▶ [WORK TO COMPLETE]
Would you reproduce all of the entries exactly?

Saved data entries:

PR #160, opened 2022-03-14
Harmony 1062

hailiangzhang:
This PR adds giovanni-adapter service (which replaces query-cmr).


tasks/giovanni-adapter/app/stac/catalog.ts
```diff
@@ -0,0 +1,69 @@
...
+import { v4 as uuid } from 'uuid';
+import _ from 'lodash';
+import StacItem from './item';
+import { StacCatalog, StacLink } from './types';
+
+/**
+ * Implementation of the StacCatalog type with constructor, write function, and ability
+ * to add children
+ */
+export default class Catalog implements StacCatalog {
```
chris-durbin, line 13: It feels like we should just define the Stac data structures and functions in a single library and use them throughout. You don't need to do that for this PR, but we should have a ticket for it.

test/ogc-api-coverages/get-coverage-rangeset.ts
```diff
@@ -390,7 +390,7 @@ describe('OGC API Coverages - getCoverageRangeset', function () {
           name: 'turbo',
         },
         steps: [{
-          image: 'fake-internal.earthdata.nasa.gov/nexus-service/foo:uat',
```
chris-durbin, line 393: I believe this was testing something with an internal earthdata.nasa.gov URL. Can we put this back?

chris-durbin (changes requested):
I only had a few comments. The big one that needs to be fixed prior to merge is the matching to see if the step is for the query-cmr image.

You'll also need to merge main into your branch and then fix the failing build.

tasks/giovanni-adapter/app/stac/types.ts
```diff
@@ -0,0 +1,57 @@
+/**
+ * A link within a STAC item or catalog
+ * https://github.com/radiantearth/stac-spec/blob/master/catalog-spec/catalog-spec.md#link-object
+ * https://github.com/radiantearth/stac-spec/blob/master/item-spec/item-spec.md#link-object
+ */
+export interface StacLink {
+  rel: 'self' | 'root' | 'parent' | 'child' | 'item' | 'collection' | 'derived_from' | 'alternate' | string;
```
indiejames, line 7: I think this can just be `rel: string` since it won't enforce the other entries since they are a subset of `string`

tasks/giovanni-adapter/app/stac/types.ts
```diff
@@ -0,0 +1,57 @@
...
+/**
+ * An asset within a STAC item
+ * https://github.com/radiantearth/stac-spec/blob/master/item-spec/item-spec.md#asset-object
+ */
+export interface StacAsset {
+  href: string;
+  title?: string;
+  description?: string;
+  type?: string;
+  roles?: ('thumbnail' | 'overview' | 'data' | 'metadata' | string)[];
```
indiejames, line 22: same comment as line 7 above

indiejames (approved):
Approved with minor comments once you address Chris's comments

env-defaults
```diff
@@ -269,6 +269,13 @@ QUERY_CMR_REQUESTS_MEMORY=128Mi
 QUERY_CMR_LIMITS_CPU=128m
 QUERY_CMR_LIMITS_MEMORY=512Mi
 
+GIOVANNI_ADAPTER_IMAGE=harmonyservices/giovanni-adapter:latest
```
chris-durbin, line 272: Note that we're going to need to add the Giovanni service setup in harmony-ci-cd in order to start using it in AWS deployed environments. Are you doing this with a separate ticket?

app/middleware/cmr-granule-locator.ts
```diff
@@ -169,20 +169,23 @@ async function cmrGranuleLocatorTurbo(
...
-        req.accessToken,
-        maxGranules,
-      );
-      if (hits === 0) {
-        throw new RequestValidationError('No matching granules found.');
-      }
-      const msTaken = new Date().getTime() - startTime;
-      logger.info('timing.cmr-initiate-granule-scroll.end', { durationMs: msTaken, hits });
+      // Only perform CMR granule query when needed by the first step
+      if ( req.context.serviceConfig.steps[0].image.match('^harmonyservices/query-cmr:.*') ) {
```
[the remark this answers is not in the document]
hailiangzhang: Done (removed `^`)

tasks/giovanni-adapter/app/cli.ts
```diff
@@ -0,0 +1,129 @@
...
+import DataOperation from '../../../app/models/data-operation';
+import { createEncrypter, createDecrypter } from '../../../app/util/crypto';
+import logger from '../../../app/util/log';
+import Catalog from './stac/catalog';
+import StacItem from './stac/item';
+import { BoundingBox } from '../../../app/util/bounding-box';
+
+// giovanni globals
+import giovanni_datafield_config from '../config/giovanni-datafield.json';
+const giovanni_base_url = 'https://api.giovanni.earthdata.nasa.gov/';
```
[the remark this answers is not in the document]
hailiangzhang: Yes, I thought about it at some point (different endpoint for different environment), but forgot to confirm with Christine. Let me do that.
BTW, just make sure, we basically needs 2 endpoint: UAT and production, right?

tasks/giovanni-adapter/app/stac/catalog.ts
hailiangzhang: Good point ... story created:
https://bugs.earthdata.nasa.gov/browse/HARMONY-1101

app/middleware/cmr-granule-locator.ts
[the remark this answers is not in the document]
hailiangzhang: Done.

env-defaults
```diff
@@ -278,7 +285,7 @@ QUERY_CMR_LIMITS_MEMORY=512Mi
 # so it will always be deployed, and does not need to be specified. Make sure if the image for the
 # service is not publicly available that you have built the docker image locally, otherwise the
 # service will fail to start.
-LOCALLY_DEPLOYED_SERVICES=harmony-service-example,harmony-netcdf-to-zarr
+LOCALLY_DEPLOYED_SERVICES=harmony-service-example,harmony-netcdf-to-zarr,giovanni-adapter
```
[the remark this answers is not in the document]
hailiangzhang: Done.

test/ogc-api-coverages/get-coverage-rangeset.ts
hailiangzhang: Yea, this is the thing, if the first step is not query-cmr, things behave differently and the related tests will be broken.
As a matter of fact, I added another test suite [when the first step is giovanni-adapter instead of query-cmr](https://github.com/nasa/harmony/pull/160/files#diff-4265cd083e74e99482c60ed86e35eb2cbddf4db892fd847bb400ebf2fe59192fR480). Maybe we can change the image name there to be `'fake-internal.earthdata.nasa.gov/nexus-service/foo:uat'`?

env-defaults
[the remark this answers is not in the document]
hailiangzhang: Yea, Chris has the same question and it's been removed ... thanks!

tasks/giovanni-adapter/app/stac/types.ts
hailiangzhang: Good point:)
But since Chris is suggesting moving the stac stuff in a separate library in the future, do you think we should defer this change until then?

tasks/giovanni-adapter/app/stac/types.ts
hailiangzhang: Same response as line 7 above:-)

env-defaults
hailiangzhang: Yes, I remember Patrick suggesting doing it later ... can you confirm @bilts ?

tasks/giovanni-adapter/app/cli.ts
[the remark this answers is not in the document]
chris-durbin: It would be analogous to CMR_ENDPOINT (defined in env-defaults) - take a look at how that is used as a configuration parameter.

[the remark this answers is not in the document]
hailiangzhang: Hmm, actually how do I get the environment from here? I know there are stuff in `app/util/env.ts` that reads `.env` and `env-defaults`, but in general they are not visible inside task runner, right?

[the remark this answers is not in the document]
chris-durbin: When we start a docker container we pass in environment variables that are specified in the harmony-env ConfigMap.

You'll need to add the environment variable to env-defaults and then add to the ConfigMap in this script:
bin/create-k8s-config-maps-and-secrets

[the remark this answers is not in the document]
hailiangzhang: Done ... thanks!

test/ogc-api-coverages/get-coverage-rangeset.ts
hailiangzhang: Done ... thanks!

tasks/giovanni-adapter/app/stac/types.ts
hailiangzhang: Got it ... fixed.

chris-durbin:
> "numInputGranules": 0,

You can sanitize what gets displayed in `app/frontend/jobs`, but I'm also thinking that number gets used elsewhere for workflow orchestration to know when a job is complete. There might be some logic that needs to change there.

▶ [RESPONSE TO THE EXERCISE]
PR #160, opened 2022-03-14
Harmony 1062

hailiangzhang:
This PR adds giovanni-adapter service (which replaces query-cmr).


tasks/giovanni-adapter/app/stac/catalog.ts
```diff
@@ -0,0 +1,69 @@
...
+import { v4 as uuid } from 'uuid';
+import _ from 'lodash';
+import StacItem from './item';
+import { StacCatalog, StacLink } from './types';
+
+/**
+ * Implementation of the StacCatalog type with constructor, write function, and ability
+ * to add children
+ */
+export default class Catalog implements StacCatalog {
```
chris-durbin, line 13: It feels like we should just define the Stac data structures and functions in a single library and use them throughout. You don't need to do that for this PR, but we should have a ticket for it.

test/ogc-api-coverages/get-coverage-rangeset.ts
```diff
@@ -390,7 +390,7 @@ describe('OGC API Coverages - getCoverageRangeset', function () {
           name: 'turbo',
         },
         steps: [{
-          image: 'fake-internal.earthdata.nasa.gov/nexus-service/foo:uat',
```
chris-durbin, line 393: I believe this was testing something with an internal earthdata.nasa.gov URL. Can we put this back?

chris-durbin (changes requested):
I only had a few comments. The big one that needs to be fixed prior to merge is the matching to see if the step is for the query-cmr image.

You'll also need to merge main into your branch and then fix the failing build.

tasks/giovanni-adapter/app/stac/types.ts
```diff
@@ -0,0 +1,57 @@
+/**
+ * A link within a STAC item or catalog
+ * https://github.com/radiantearth/stac-spec/blob/master/catalog-spec/catalog-spec.md#link-object
+ * https://github.com/radiantearth/stac-spec/blob/master/item-spec/item-spec.md#link-object
+ */
+export interface StacLink {
+  rel: 'self' | 'root' | 'parent' | 'child' | 'item' | 'collection' | 'derived_from' | 'alternate' | string;
```
indiejames, line 7: I think this can just be `rel: string` since it won't enforce the other entries since they are a subset of `string`

tasks/giovanni-adapter/app/stac/types.ts
```diff
@@ -0,0 +1,57 @@
...
+/**
+ * An asset within a STAC item
+ * https://github.com/radiantearth/stac-spec/blob/master/item-spec/item-spec.md#asset-object
+ */
+export interface StacAsset {
+  href: string;
+  title?: string;
+  description?: string;
+  type?: string;
+  roles?: ('thumbnail' | 'overview' | 'data' | 'metadata' | string)[];
```
indiejames, line 22: same comment as line 7 above

indiejames (approved):
Approved with minor comments once you address Chris's comments

env-defaults
```diff
@@ -269,6 +269,13 @@ QUERY_CMR_REQUESTS_MEMORY=128Mi
 QUERY_CMR_LIMITS_CPU=128m
 QUERY_CMR_LIMITS_MEMORY=512Mi
 
+GIOVANNI_ADAPTER_IMAGE=harmonyservices/giovanni-adapter:latest
```
chris-durbin, line 272: Note that we're going to need to add the Giovanni service setup in harmony-ci-cd in order to start using it in AWS deployed environments. Are you doing this with a separate ticket?

app/middleware/cmr-granule-locator.ts
```diff
@@ -169,20 +169,23 @@ async function cmrGranuleLocatorTurbo(
...
-        req.accessToken,
-        maxGranules,
-      );
-      if (hits === 0) {
-        throw new RequestValidationError('No matching granules found.');
-      }
-      const msTaken = new Date().getTime() - startTime;
-      logger.info('timing.cmr-initiate-granule-scroll.end', { durationMs: msTaken, hits });
+      // Only perform CMR granule query when needed by the first step
+      if ( req.context.serviceConfig.steps[0].image.match('^harmonyservices/query-cmr:.*') ) {
```
[the remark this answers is not in the document]
hailiangzhang: Done (removed `^`)

tasks/giovanni-adapter/app/cli.ts
```diff
@@ -0,0 +1,129 @@
...
+import DataOperation from '../../../app/models/data-operation';
+import { createEncrypter, createDecrypter } from '../../../app/util/crypto';
+import logger from '../../../app/util/log';
+import Catalog from './stac/catalog';
+import StacItem from './stac/item';
+import { BoundingBox } from '../../../app/util/bounding-box';
+
+// giovanni globals
+import giovanni_datafield_config from '../config/giovanni-datafield.json';
+const giovanni_base_url = 'https://api.giovanni.earthdata.nasa.gov/';
```
[the remark this answers is not in the document]
hailiangzhang: Yes, I thought about it at some point (different endpoint for different environment), but forgot to confirm with Christine. Let me do that.
BTW, just make sure, we basically needs 2 endpoint: UAT and production, right?

tasks/giovanni-adapter/app/stac/catalog.ts
hailiangzhang: Good point ... story created:
https://bugs.earthdata.nasa.gov/browse/HARMONY-1101

app/middleware/cmr-granule-locator.ts
[the remark this answers is not in the document]
hailiangzhang: Done.

env-defaults
```diff
@@ -278,7 +285,7 @@ QUERY_CMR_LIMITS_MEMORY=512Mi
 # so it will always be deployed, and does not need to be specified. Make sure if the image for the
 # service is not publicly available that you have built the docker image locally, otherwise the
 # service will fail to start.
-LOCALLY_DEPLOYED_SERVICES=harmony-service-example,harmony-netcdf-to-zarr
+LOCALLY_DEPLOYED_SERVICES=harmony-service-example,harmony-netcdf-to-zarr,giovanni-adapter
```
[the remark this answers is not in the document]
hailiangzhang: Done.

test/ogc-api-coverages/get-coverage-rangeset.ts
hailiangzhang: Yea, this is the thing, if the first step is not query-cmr, things behave differently and the related tests will be broken.
As a matter of fact, I added another test suite [when the first step is giovanni-adapter instead of query-cmr](https://github.com/nasa/harmony/pull/160/files#diff-4265cd083e74e99482c60ed86e35eb2cbddf4db892fd847bb400ebf2fe59192fR480). Maybe we can change the image name there to be `'fake-internal.earthdata.nasa.gov/nexus-service/foo:uat'`?

env-defaults
[the remark this answers is not in the document]
hailiangzhang: Yea, Chris has the same question and it's been removed ... thanks!

tasks/giovanni-adapter/app/stac/types.ts
hailiangzhang: Good point:)
But since Chris is suggesting moving the stac stuff in a separate library in the future, do you think we should defer this change until then?

tasks/giovanni-adapter/app/stac/types.ts
hailiangzhang: Same response as line 7 above:-)

env-defaults
hailiangzhang: Yes, I remember Patrick suggesting doing it later ... can you confirm @bilts ?

tasks/giovanni-adapter/app/cli.ts
[the remark this answers is not in the document]
chris-durbin: It would be analogous to CMR_ENDPOINT (defined in env-defaults) - take a look at how that is used as a configuration parameter.

[the remark this answers is not in the document]
hailiangzhang: Hmm, actually how do I get the environment from here? I know there are stuff in `app/util/env.ts` that reads `.env` and `env-defaults`, but in general they are not visible inside task runner, right?

[the remark this answers is not in the document]
chris-durbin: When we start a docker container we pass in environment variables that are specified in the harmony-env ConfigMap.

You'll need to add the environment variable to env-defaults and then add to the ConfigMap in this script:
bin/create-k8s-config-maps-and-secrets

[the remark this answers is not in the document]
hailiangzhang: Done ... thanks!

test/ogc-api-coverages/get-coverage-rangeset.ts
hailiangzhang: Done ... thanks!

tasks/giovanni-adapter/app/stac/types.ts
hailiangzhang: Got it ... fixed.

chris-durbin:
> "numInputGranules": 0,

You can sanitize what gets displayed in `app/frontend/jobs`, but I'm also thinking that number gets used elsewhere for workflow orchestration to know when a job is complete. There might be some logic that needs to change there.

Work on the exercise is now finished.